● Problem requirements
One line at a time, check the entries below for the word "temperature", and copy each line that has it.

Collected data

··········

PR #111, opened 2015-09-19
ECS

esampson:
Adjusted curves in humidity and temperature simulations so that groups correspond closer to Earth norms.

Added some weighting variables in humidity simulation to make it easier to adjust output. Increased the weighting of latitude for determining temperature in temperature simulation to produce a result that seems closer to Earth's (less chaotic).

Added an error catch to astar.py to prevent a CTD error that seemed to occur on maps of 1024x512 and larger.

Added a variable called latshift to generation.py. This will ultimately allow people to rerun a specific seed but shift the continental position up and down. This way if you identify a spot you think would be a good central location but you think that the campaign/story would benefit from having it further north or south the simulation can be rerun and the results shifted.

Reversed the order of generating temperature and humidity in generation.py as the temperature has an effect on the humidity.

··········

● Solution to this task
Adjusted curves in humidity and temperature simulations so that groups correspond closer to Earth norms.
Added some weighting variables in humidity simulation to make it easier to adjust output. Increased the weighting of latitude for determining temperature in temperature simulation to produce a result that seems closer to Earth's (less chaotic).
Reversed the order of generating temperature and humidity in generation.py as the temperature has an effect on the humidity.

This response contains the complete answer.